House Foreign Affairs Committee Chair Michael McCaul said Sunday that he’s concerned North Korea will demand concessions from the United States in exchange for releasing American Travis King, the soldier who last week fled across the border from South Korea.
“Is he defecting? I think it was more running from his problems,” McCaul, R-Texas, told ABC “This Week” co-anchor Martha Raddatz, referencing King’s pending discipline in the U.S. after being detained in South Korea for nearly two months following a local altercation.
“That was the wrong place to go. But we see this with Russia, China, Iran — when they take an American, particularly a soldier, captive, they exact a price for that,” McCaul said. “And that’s what I worry about.”

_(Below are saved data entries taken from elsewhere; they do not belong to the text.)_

PR #551, opened 2020-12-16
DeveloperAccount and DeveloperUser CRDs

eguzki:
CRD (and controller) for managing 3scale developer accounts.
CRD (and controller) for managing 3scale developer user accounts.

Requires https://github.com/3scale/3scale-porta-go-client/pull/40

- [x] CR samples
- [x] Usage doc / reference doc
- [x] CRD diagram update
- [x] User Suspend/Unsuspend
- [x] User Password from secret
- [x]  validation of user email


eguzki:
@miguelsorianod ready for initial review. Only doc is missing.

pkg/helper/boolean_utils.go
```diff
@@ -0,0 +1,17 @@
+package helper
+
+func Any(arr []bool) bool {
+	result := false
+	for _, v := range arr {
+		result = result || v
```
miguelsorianod, line 6: Is this intended to check whether at least one of the bools in the array is `true`? if so, we can just check it and return without needing to iterate all the array.
Same would happen with `All` but just checking the opposite.

apis/capabilities/v1beta1/developeraccount_types.go
```diff
@@ -0,0 +1,176 @@
...
+	corev1 "k8s.io/api/core/v1"
+	metav1 "k8s.io/apimachinery/pkg/apis/meta/v1"
+	"k8s.io/apimachinery/pkg/util/validation/field"
+)
+
+// EDIT THIS FILE!  THIS IS SCAFFOLDING FOR YOU TO OWN!
+// NOTE: json tags are required.  Any new fields you add must have json tags for the fields to be serialized.
+
+const (
+	DeveloperAccountKind = "DeveloperAccount"
```
miguelsorianod, line 35: As a side comment, conceptually this should really belong to one package level above as it's independent of the API version but we can leave it here

apis/capabilities/v1beta1/developeruser_types.go
```diff
@@ -0,0 +1,207 @@
...
+	// Username
+	Username string `json:"username"`
+
+	// Email
+	Email string `json:"email"`
+
+	// Password
+	PasswordCredentialsRef corev1.SecretReference `json:"passwordCredentialsRef"`
+
+	// DeveloperAccountRef is the reference to the parent developer account
```
miguelsorianod, line 76: This means we only support specifying developer accounts that have been created through the capabilities functionality right?

controllers/capabilities/developeraccount_status_reconciler.go
```diff
@@ -0,0 +1,171 @@
...
+		ID:                  s.resource.Status.ID,
+		AccountState:        s.resource.Status.AccountState,
+		CreditCardStored:    s.resource.Status.CreditCardStored,
+		ProviderAccountHost: s.resource.Status.ProviderAccountHost,
+		Conditions:          s.resource.Status.Conditions.Copy(),
+		ObservedGeneration:  s.resource.Status.ObservedGeneration,
+	}
+
+	// If there is an error and s.remoteDeveloperAccount is nil
+	// ID is not changed, as it is initialized with previous values d
```
miguelsorianod, line 90: Is the comment incomplete?

I' trying to understand this use case

controllers/capabilities/developeraccount_threescale_reconciler.go
```diff
@@ -0,0 +1,235 @@
...
+	desiredMonthlyBillingEnabled := true
+	if s.resource.Spec.MonthlyBillingEnabled != nil {
+		desiredMonthlyBillingEnabled = *s.resource.Spec.MonthlyBillingEnabled
+	}
+	if devAccount.Element.MonthlyBillingEnabled != nil && *devAccount.Element.MonthlyBillingEnabled != desiredMonthlyBillingEnabled {
+		update = true
+		deltaAccount.Element.MonthlyBillingEnabled = &desiredMonthlyBillingEnabled
+	}
+
+	// MonthlyChargingEnabled defaults to False
```
miguelsorianod, line 186: Is the comment outdated or is the value incorrect?

miguelsorianod (commented):
It looks good :+1: 

I left some comments

pkg/helper/boolean_utils.go
eguzki: right, this is an alternative implementation. But both approaches work, right?

apis/capabilities/v1beta1/developeruser_types.go
eguzki: Right. 

Would be more flexible to make reference to Account ID? I think we should be generic and make references to other CR names or unique fields in the CR (like system_name in other CRD's). But I do not have strong opinion.

controllers/capabilities/developeraccount_status_reconciler.go
eguzki: This comment does not make sense here, the message was added few lines above. 

The use case is that `status.ID` has been set correctly. In later reconciliation loop, there is some unexpected error and `s.remoteDeveloperAccount` (the 3scale developer account object read from the API) can be nil. Therefore, the `status.ID` is not changed to nil, instead, the existing value remains untouched.

controllers/capabilities/developeraccount_threescale_reconciler.go
eguzki: fixed

eguzki:
:+1: I am going to write the doc

pkg/helper/boolean_utils.go
miguelsorianod: both should work yes. I was pointing there was no need to iterate all array

apis/capabilities/v1beta1/developeruser_types.go
miguelsorianod: I don't have a strong opinion about it either.

config/crd/patches/webhook_in_developerusers.yaml
```diff
@@ -0,0 +1,17 @@
+# The following patch enables conversion webhook for CRD
+# CRD conversion requires k8s 1.13 or later.
+apiVersion: apiextensions.k8s.io/v1beta1
```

Officials have said that King, a 23-year-old Army private 2nd class, had been on his way back to the U.S. early last week when, instead, he left the airport in Seoul, joined a tour group visiting the border between North and South Korea — and then bolted across, entering North Korea on Tuesday.
He had been scheduled to fly to Texas to face a “pending administrative separation actions for foreign conviction” and had recently been released from 47 days in a South Korean detention facility.
Since King entered the country, North Korea — with whom the U.S. does not have formal relations — has not responded to inquiries about his status, as the Biden administration says it continues to push. In a statement via the Army, King’s family said, “We request privacy as we work toward our son’s safe return.”
It remains publicly unclear what exactly motivated King to flee, though an official said that last year he said he would not return to America.
“I’m sure that he’s not being treated very well,” McCaul said Sunday. “I think it was a serious mistake on his part, and I hope we can get him back.”
The King incident is unfolding as the U.S., for the first time in four decades, docks a nuclear ballistic missile submarine in South Korea. The presence of the USS Kentucky — which Raddatz exclusively toured — in Busan has drawn outcry from North Korea, which test-fired an intercontinental ballistic missile earlier this month.
“Is that a good idea?” Raddatz pressed McCaul of the submarine’s presence. “Why now?”
“It’s a projection of strength that we need right now to deter aggression,” McCaul said. “We’re seeing a very aggressive — not only North Korea and the rockets fired in the Sea of Japan, but also the aggression we see from China [regarding Taiwan].”
“North Korea needs to know that we’re there and we have superiority with the submarines and nuclear subs. We need to get in their head and Chairman Xi’s head that if they do anything that’s aggressive militarily, there will be consequences to that,” McCaul added, referencing Chinese leader Xi Jinping.
When asked what the U.S. could do differently to blunt North Korea’s nuclear ambitions after decades of failed negotiation and pressure, McCaul acknowledged the cycle had not been successful. “That never seems to work … you’re right,” he told Raddatz.
“It’s a very complicated,” he said, suggesting an alternative would be “very creative diplomacy” while pointing to North Korea’s potential role in future military operations with China.
“I think the reason why you’re seeing the [Indo-]Pacific Command fleet there is to deter and bottleneck up North Korea in the event of a conflict with Taiwan,” he said.